Department of Implantology, School and Hospital of Stomatology, Cheeloo College of Medicine, Shandong University, Jinan, Shandong 250012, P.R. China.
Department of Obstetrics and Gynecology, Qilu Hospital, Cheeloo College of Medicine, Shandong University, Jinan, Shandong 250012, P.R. China.
Oncol Rep. 2021 Mar;45(3):1249-1260. doi: 10.3892/or.2020.7909. Epub 2020 Dec 24.
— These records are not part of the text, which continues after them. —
PR #41, opened 2023-03-12
HW5 lpitu

Lys4nder:
changed names according to naming convention


store.cpp
```diff
@@ -0,0 +1,87 @@
+#include "store.hpp"
+
+Store::Store(std::string name) : name_(name)
+{}
+
+void Store::AddCustomer(std::unique_ptr<Customer> cust)
+{
+    customers_.emplace_back(std::move(cust));
```
CristianIonutIonescu, line 8: As Vali explained in the previous lesson std:: move does nothing

customer.hpp
```diff
@@ -0,0 +1,33 @@
...
+    private:
+        std::string name_;
+        int age_;
+        float moneySpent_ = 0;
+};
+
+class RegularCustomer : public Customer {
+    public:
+        RegularCustomer(std::string name, int age);
+        float GetDiscount(float sum);
```
CristianIonutIonescu, line 21: Mark it as override

customer.hpp
```diff
@@ -0,0 +1,33 @@
...
+    private:
+        static constexpr int kDiscount_ = 5;
+};
+
+class PremiumCustomer : public Customer {
+    public:
+        PremiumCustomer(std::string name, int age);
+        float GetDiscount(float sum);
```
CristianIonutIonescu, line 29: Mark it as override

customer.hpp
```diff
@@ -0,0 +1,33 @@
...
+
+class Customer {
+    public:
+        Customer(std::string name, int age);
+        inline bool IsAdult() { return age_> 17; }
+        inline const std::string& GetName() { return name_; }
+        inline int GetAge() { return age_; }
+        inline float GetMoneySpent() { return moneySpent_; }
+        inline void SpendMoney(float sum) { moneySpent_+= sum - GetDiscount();}
+        inline virtual float GetDiscount() { return 0;}
```
CristianIonutIonescu, line 11: Don't inline virtual functions

customer.hpp
```diff
@@ -0,0 +1,33 @@
+#include <iostream>
```
CristianIonutIonescu, line 1: Don't include headers that are not needed in header files. Include them where you use them i.e source files

products.hpp
```diff
@@ -0,0 +1,74 @@
+#include <iostream>
```
CristianIonutIonescu, line 1: Don't include headers that you don't use in header files. Include them in source files

products.hpp
```diff
@@ -0,0 +1,74 @@
...
+#include <stdlib.h>
+#include <time.h>
+
+class Product {
+    public:
+        Product(std::string name, float price, int quantity);
+        inline const std::string& GetName() { return name_; }
+        inline int GetQuantity() { return quantity_; }
+        inline float GetPrice() { return price_; }
+        inline virtual void PrintNameQuantity() {std::cout << "You have " << GetQuantity() << " of " << GetName() << '\n';}
```
CristianIonutIonescu, line 11: Don't inline virtual functions

products.hpp
```diff
@@ -0,0 +1,74 @@
...
+    private:
+        std::string name_;
+        float price_;
+        int quantity_;
+};
+
+class Beverages : public Product {
+    public:
+        Beverages(std::string name, float price, int quantity);
+        inline virtual bool IsSafe() = 0;
```
CristianIonutIonescu, line 25: Don't inline virtual functions

products.hpp
```diff
@@ -0,0 +1,74 @@
...
+};
+
+
+class NonAlcoholicDrinks : public Beverages {
+    public:
+        NonAlcoholicDrinks(std::string name, float price, int quantity);
+        inline bool IsSafe() { return true; }
```
CristianIonutIonescu, line 32: Don't inline virtual functions, mark overriden functions

products.hpp
```diff
@@ -0,0 +1,74 @@
...
+};
+
+class AlcoholicDrinks : public Beverages {
+    public:
+        AlcoholicDrinks(std::string name, float price, int quantity);
+        inline bool IsSafe() { return false; }
```
CristianIonutIonescu, line 38: Don't inline virtual functions, mark overriden functions

products.hpp
```diff
@@ -0,0 +1,74 @@
...
+
+class Whiskey : public AlcoholicDrinks {
+    public:
+        Whiskey(std::string name, float price, int quantity);
+};
+
+class Food : public Product {
+    public:
+        Food(std::string name, float price, int quantity);
+        inline virtual bool IsEco() = 0;
```
CristianIonutIonescu, line 54: Don't inline virtual functions

products.hpp
```diff
@@ -0,0 +1,74 @@
...
+        virtual void SetEco() = 0;
```
CristianIonutIonescu, line 55: Don't inline virtual functions

products.hpp
```diff
@@ -0,0 +1,74 @@
...
+};
+
+class Vegetables : public Food {
+    public:
+        Vegetables(std::string name, float price, int quantity);
+        inline bool IsEco() { return eco_; }
```
CristianIonutIonescu, line 61: Don't inline virtual functions, mark overriden functions

products.hpp
```diff
@@ -0,0 +1,74 @@
...
+        void SetEco();
```
CristianIonutIonescu, line 62: Mark it as override

products.hpp
```diff
@@ -0,0 +1,74 @@
...
+    private:
+        bool eco_;
+};
+
+class Pastry : public Food {
+    public:
+        Pastry(std::string name, float price, int quantity);
+        bool IsEco() { return eco_; }
```
CristianIonutIonescu, line 70: Mark it as override

products.hpp
```diff
@@ -0,0 +1,74 @@
...
+        void SetEco();
```
CristianIonutIonescu, line 71: Mark it as override

store.cpp
```diff
@@ -0,0 +1,87 @@
...
+{}
+
+void Store::AddCustomer(std::unique_ptr<Customer> cust)
+{
+    customers_.emplace_back(std::move(cust));   
+}
+
+void Store::AddProduct(std::unique_ptr<Product> prod)
+{
+    products_.emplace_back(std::move(prod));
```
CristianIonutIonescu, line 13: As Vali explained in the previous lesson std:: move does nothing

CristianIonutIonescu (commented):
I have just reviewed the code from coding standard point of view. I might have missed some mistakes as I reviewed from phone but should give you an overview of what you need to improve

store.cpp
Lys4nder: std::move does something i believe, because Store class has a private member of unique pointer and I am passing the ownership when creating the products vector

store.cpp
```diff
@@ -0,0 +1,142 @@
...
+}
+
+void Store::RegisterMoney(float s)
+{
+    if (s < 0)
+        throw 2;
```
CristianIonutIonescu, line 19: Don't throw random numbers as exception.

store.cpp
```diff
@@ -0,0 +1,142 @@
...
+            return;
+        }
+    }
+    try {
+        cust->SpendMoney(prod->GetPrice() * quantity);
+        RegisterMoney(prod->GetPrice() * quantity);
+        prod->SellQuantity(quantity);
+        std::cout << "Sold " << quantity << " " << productName << " to " << customerName << " for " << prod->GetPrice() * quantity << '\n';
+    }
+    catch (int & e) {
```
CristianIonutIonescu, line 121: Not a good pattern to handle exceptions. Create custom exceptions inheriting from std::runtime_error and handle each of it in a separate catch

store.hpp
```diff
@@ -0,0 +1,33 @@
+#include <iostream>
```
CristianIonutIonescu, line 1: Don't include what you don't use. Include it in source file.
Also, you can forward declare the client and product and include the header in source file.

CristianIonutIonescu (changes requested):
Main problem with the current solution is throwing ints and catching them.

store.cpp
CristianIonutIonescu: yes, you are right, you need the std::move here

store.cpp
```diff
@@ -0,0 +1,142 @@
...
+    }
+}
+
+void PrintStore::PrintCustomers() const 
+{
+    std::cout << "Customers for Store " << store_.GetName() << ":\n";
+    try {
+        for (const auto& cust : store_.GetCustomers())
+        {
+            if (cust->GetName().empty())
```
CristianIonutIonescu, line 48: instead of allowing a customer to have an empty name and throwing here, you'd better not allow creating a customer without name. Same for product

store.cpp
```diff
@@ -0,0 +1,142 @@
...
+    catch (int & e) {
+        std::cout << "Exception caught: " << e << '\n';
+        if (e == 1)
+        {
+            std::cout << "Card declined, customer " << cust->GetName() << " does not have enough money\n";
+        }
+
+        if (e == 2) //rollback changes done
+        {
+            cust->SpendMoney(prod->GetPrice() * quantity * (-1)); //give money back to customer
```
CristianIonutIonescu, line 130: You are breaking S from SOLID here:
`every class, module, or function in a program should have one responsibility/purpose in a program.`
Write proper methods for returning the money.

store.cpp
```diff
@@ -0,0 +1,142 @@
...
+    try {
+        for (const auto& cust : store_.GetCustomers())
+        {
+            if (cust->GetName().empty())
+                throw 1;
+                
+            std::cout << "Customer: " << cust->GetName() << " with " << cust->GetMoneySpent() << " spent money.\n";
+        }
+    }
+    catch(int &e) {
```
CristianIonutIonescu, line 54: not a valid case to throw and catch

store.cpp
```diff
@@ -0,0 +1,142 @@
...
+            {
+                cust->SetName("Unknown");
+                break;
+            }
+    }
+}
+
+
+
+void Store::SellProduct(const std::string& productName, int quantity, const std::string& customerName)
```
CristianIonutIonescu, line 68: How do you inform your caller that the client bought something and give him the chance to recover from a failure? By caller I mean the code where you call this method. It cannot read the console output

CristianIonutIonescu (changes requested):
adding additional issues

store.cpp
```diff
@@ -0,0 +1,142 @@
...
+    moneyMade_ += s;
+}
+
+void PrintStore::PrintInventory() const
+{
+    std::cout << "Inventory for Store " << store_.GetName() << ":\n";
+    try {
+        for (const auto& inv : store_.GetProducts())
+        {
+            if (inv->GetName().empty())
```
CristianIonutIonescu, line 29: you are dereferencing a pointer without checking if it's null. Same for products

CristianIonutIonescu (changes requested):
adding one more comment

store.cpp
```diff
@@ -0,0 +1,142 @@
...
+{
+    customers_.emplace_back(std::move(cust));
+}
+
+void Store::AddProduct(std::unique_ptr<Product> prod)
+{
+    products_.emplace_back(std::move(prod));
+}
+
+void Store::RegisterMoney(float s)
```
CristianIonutIonescu, line 16: find a better name for the argument instead of `s`

store.hpp
```diff
@@ -0,0 +1,33 @@
...
+        void RegisterMoney(float s);
+    private:
+        std::string name_;
+        float moneyMade_ = 0;
+        std::vector<std::unique_ptr<Product> > products_;
+        std::vector<std::unique_ptr<Customer> > customers_;
+};
+
+
+class PrintStore {
```
CristianIonutIonescu, line 24: Don't name classes after an action but after an object.
PrintStore -> StorePrinter

store.cpp
Lys4nder: let me know if the current implementation is correct

CristianIonutIonescu: the caller (your main function) still doesn't know if the transaction was successful or not

store.cpp
```diff
@@ -0,0 +1,135 @@
...
+        if (transactionSucceeded == 3)
+        {
+            cust->RollbackSpendMoney(prod->GetPrice() * quantity);
+        }
+        if (transactionSucceeded == 4)
+        {
+            cust->RollbackSpendMoney(prod->GetPrice() * quantity);
+            RollbackRegisterMoney (prod->GetPrice() * quantity);
+        }
+    }
```
CristianIonutIonescu, line 133: these can be done in the catch bodies of your exceptions, no need to handle them separately

customer.cpp
```diff
@@ -0,0 +1,62 @@
...
+
+    try {
+        float s = sum - GetPriceAfterDiscount(sum);
+        moneySpent_+= s;
+        availableMoney -= s;
+    }
+    catch(const GetPriceAfterDiscountException& e)
+    {
+        std::cerr << "Exception caught: " << e.what();
+    }
```
CristianIonutIonescu, line 31: if you're catching here, the caller doesn't know if the money was spent or not. You can catch this exception upstream of this method (where it's called)

CristianIonutIonescu (approved):
Minor changes that need to be done. Approving it but make sure you fix them by next homework if you cannot do it by tomorrow morning.

store.cpp
```diff
@@ -13,58 +15,42 @@ void Store::AddProduct(std::unique_ptr<Product> prod)
...
-            {
-                cust->SetName("Unknown");
-                break;
-            }
+    if (store_.GetCustomers().empty())
+        return;
+    
+    for (const auto& cust : store_.GetCustomers())
+    {
+        std::cout << "Customer: " << cust->GetName() << " with " << cust->GetMoneySpent() << " spent money.\n";
```
CristianIonutIonescu, line 50: same here regarding pointers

Metformin is an antidiabetic drug that has been reported to have an inhibitory effect on different types of cancers, including oral squamous cell carcinoma (OSCC). However, few studies have explored the role of Yes‑associated protein (YAP), a vital factor contributing to OSCC biology, in metformin‑induced anticancer activity in OSCC cells. Thus, the purpose of the present study was to investigate the molecular relationship between metformin and YAP in OSCC cells. CAL27 and SCC25 cell lines were treated with various concentrations of metformin for 24 h. Cell proliferation was detected by Cell Counting Kit‑8 (CCK‑8) and flow cytometric assays. Cell apoptosis was analyzed using flow cytometry. The intracellular protein levels of target genes were determined by western blotting. It was demonstrated that metformin affected the cell cycle and apoptosis of CAL27 and SCC25 cells. Alteration of YAP protein expression affected metformin‑mediated changes in the cell cycle and apoptosis of CAL27 and SCC25 cells. In addition, compared to the control treatment, metformin treatment decreased the protein levels of YAP, mTOR, p‑mTOR and c‑Myc. The overexpression of YAP alleviated the inhibitory effect of metformin on the protein expression of mTOR, p‑mTOR and c‑Myc. The combination of metformin and verteporfin markedly enhanced the effects of metformin on the protein expression of mTOR, p‑mTOR and c‑Myc. Therefore, the results of the present study suggest that metformin suppresses OSCC by inhibiting YAP protein expression and by suppressing the YAP‑mediated effects of metformin on the protein expression of mTOR and c‑Myc.
二甲双胍是一种抗糖尿病药物,据报道它对包括口腔鳞状细胞癌(OSCC)在内的多种癌症具有抑制作用。然而,很少有研究探讨 Yes 相关蛋白(YAP)在二甲双胍诱导的 OSCC 细胞抗癌活性中的作用,YAP 是促进 OSCC 生物学的重要因素。因此,本研究旨在探讨二甲双胍和 YAP 在 OSCC 细胞中的分子关系。用不同浓度的二甲双胍处理 CAL27 和 SCC25 细胞系 24 小时。用细胞计数试剂盒(CCK-8)和流式细胞术检测细胞增殖。用流式细胞术分析细胞凋亡。用 Western blot 测定靶基因的细胞内蛋白水平。结果表明,二甲双胍影响 CAL27 和 SCC25 细胞的细胞周期和凋亡。YAP 蛋白表达的改变影响了二甲双胍对 CAL27 和 SCC25 细胞周期和凋亡的调节作用。此外,与对照组相比,二甲双胍处理降低了 YAP、mTOR、p-mTOR 和 c-Myc 的蛋白水平。YAP 的过表达减轻了二甲双胍对 mTOR、p-mTOR 和 c-Myc 蛋白表达的抑制作用。二甲双胍和维替泊芬联合使用显著增强了二甲双胍对 mTOR、p-mTOR 和 c-Myc 蛋白表达的抑制作用。因此,本研究结果表明,二甲双胍通过抑制 YAP 蛋白表达和抑制 YAP 介导的二甲双胍对 mTOR 和 c-Myc 蛋白表达的作用来抑制 OSCC。